BEGIN Given data

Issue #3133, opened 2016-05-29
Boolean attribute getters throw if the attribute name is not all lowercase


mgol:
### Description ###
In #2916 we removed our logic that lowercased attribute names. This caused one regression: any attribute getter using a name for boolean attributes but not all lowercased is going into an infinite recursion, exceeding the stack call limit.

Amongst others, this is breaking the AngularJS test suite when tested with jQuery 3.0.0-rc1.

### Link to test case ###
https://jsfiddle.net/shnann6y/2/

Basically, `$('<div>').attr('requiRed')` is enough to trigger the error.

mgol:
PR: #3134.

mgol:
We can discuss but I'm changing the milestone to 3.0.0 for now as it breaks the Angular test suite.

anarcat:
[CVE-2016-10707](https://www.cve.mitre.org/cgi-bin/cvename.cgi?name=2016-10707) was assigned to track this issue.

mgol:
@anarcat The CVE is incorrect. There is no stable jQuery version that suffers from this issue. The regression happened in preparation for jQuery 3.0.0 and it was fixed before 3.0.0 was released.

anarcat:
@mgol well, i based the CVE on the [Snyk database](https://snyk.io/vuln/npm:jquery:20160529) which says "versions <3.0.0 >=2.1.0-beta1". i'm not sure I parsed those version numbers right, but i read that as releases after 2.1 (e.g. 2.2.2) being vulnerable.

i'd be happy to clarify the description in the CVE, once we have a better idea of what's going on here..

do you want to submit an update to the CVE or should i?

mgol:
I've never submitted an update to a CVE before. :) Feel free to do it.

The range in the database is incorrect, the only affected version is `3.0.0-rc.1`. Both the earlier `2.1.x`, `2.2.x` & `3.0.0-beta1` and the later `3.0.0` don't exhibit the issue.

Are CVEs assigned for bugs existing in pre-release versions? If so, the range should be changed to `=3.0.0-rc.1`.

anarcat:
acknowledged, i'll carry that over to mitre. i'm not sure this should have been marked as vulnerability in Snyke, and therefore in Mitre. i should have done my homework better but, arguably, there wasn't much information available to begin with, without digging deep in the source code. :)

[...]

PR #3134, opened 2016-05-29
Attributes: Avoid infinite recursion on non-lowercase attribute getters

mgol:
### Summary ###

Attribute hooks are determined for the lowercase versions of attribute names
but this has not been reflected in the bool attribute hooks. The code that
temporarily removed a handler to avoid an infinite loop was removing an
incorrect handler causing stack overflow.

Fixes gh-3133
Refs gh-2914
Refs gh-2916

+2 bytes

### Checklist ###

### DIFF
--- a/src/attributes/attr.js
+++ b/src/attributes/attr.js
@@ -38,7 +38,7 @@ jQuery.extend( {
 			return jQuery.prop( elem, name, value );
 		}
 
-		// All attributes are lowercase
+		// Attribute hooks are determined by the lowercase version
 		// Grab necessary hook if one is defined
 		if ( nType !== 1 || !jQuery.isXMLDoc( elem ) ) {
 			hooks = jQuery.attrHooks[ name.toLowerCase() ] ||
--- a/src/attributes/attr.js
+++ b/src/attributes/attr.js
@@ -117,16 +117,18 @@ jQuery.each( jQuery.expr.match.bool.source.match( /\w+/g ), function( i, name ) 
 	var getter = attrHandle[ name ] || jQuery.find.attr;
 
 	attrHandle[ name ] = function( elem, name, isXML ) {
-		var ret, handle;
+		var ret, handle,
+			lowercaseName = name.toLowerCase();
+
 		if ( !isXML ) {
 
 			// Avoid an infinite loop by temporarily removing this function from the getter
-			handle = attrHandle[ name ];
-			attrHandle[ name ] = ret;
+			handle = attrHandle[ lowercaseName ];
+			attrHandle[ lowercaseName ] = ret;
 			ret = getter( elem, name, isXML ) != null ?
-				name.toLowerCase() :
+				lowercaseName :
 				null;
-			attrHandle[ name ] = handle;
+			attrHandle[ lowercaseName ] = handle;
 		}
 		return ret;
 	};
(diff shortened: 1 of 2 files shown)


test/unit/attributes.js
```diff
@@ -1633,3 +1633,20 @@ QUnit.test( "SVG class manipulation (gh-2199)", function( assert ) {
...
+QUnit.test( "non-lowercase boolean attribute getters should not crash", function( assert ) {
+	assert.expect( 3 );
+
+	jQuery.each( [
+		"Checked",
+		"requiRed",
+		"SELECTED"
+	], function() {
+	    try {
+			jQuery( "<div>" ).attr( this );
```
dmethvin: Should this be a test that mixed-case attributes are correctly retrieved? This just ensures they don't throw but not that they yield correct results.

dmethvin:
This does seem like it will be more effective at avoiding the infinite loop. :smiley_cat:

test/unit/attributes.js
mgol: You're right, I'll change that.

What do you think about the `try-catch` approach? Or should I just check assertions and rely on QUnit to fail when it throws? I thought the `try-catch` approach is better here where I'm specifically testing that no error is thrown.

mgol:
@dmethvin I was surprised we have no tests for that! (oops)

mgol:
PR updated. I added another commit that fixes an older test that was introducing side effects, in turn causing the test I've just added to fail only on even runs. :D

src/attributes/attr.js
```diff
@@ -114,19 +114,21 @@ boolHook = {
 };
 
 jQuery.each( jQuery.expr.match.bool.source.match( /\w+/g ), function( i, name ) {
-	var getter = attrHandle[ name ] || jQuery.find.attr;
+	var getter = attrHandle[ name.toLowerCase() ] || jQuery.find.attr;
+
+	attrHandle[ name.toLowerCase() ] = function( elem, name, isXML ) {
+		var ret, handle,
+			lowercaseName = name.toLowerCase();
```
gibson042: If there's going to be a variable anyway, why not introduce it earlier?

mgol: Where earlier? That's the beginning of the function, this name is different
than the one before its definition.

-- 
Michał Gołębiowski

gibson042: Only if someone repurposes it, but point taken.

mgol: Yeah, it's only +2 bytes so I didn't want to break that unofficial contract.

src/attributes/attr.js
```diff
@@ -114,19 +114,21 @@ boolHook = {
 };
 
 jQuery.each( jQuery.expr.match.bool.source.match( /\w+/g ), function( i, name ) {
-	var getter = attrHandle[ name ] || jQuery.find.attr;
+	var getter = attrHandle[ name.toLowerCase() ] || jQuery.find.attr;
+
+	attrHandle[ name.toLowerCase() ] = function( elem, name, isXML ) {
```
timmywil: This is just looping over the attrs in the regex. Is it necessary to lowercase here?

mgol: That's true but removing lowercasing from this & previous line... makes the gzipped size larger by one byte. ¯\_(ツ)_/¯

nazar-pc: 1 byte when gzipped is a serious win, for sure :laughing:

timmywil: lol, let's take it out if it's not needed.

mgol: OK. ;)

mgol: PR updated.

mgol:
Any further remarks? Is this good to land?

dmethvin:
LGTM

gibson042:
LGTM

END Given data

## Work request
Considering only the data above, return the lines in which "suite" occurs.

## Output
Amongst others, this is breaking the AngularJS test suite when tested with jQuery 3.0.0-rc1.
We can discuss but I'm changing the milestone to 3.0.0 for now as it breaks the Angular test suite.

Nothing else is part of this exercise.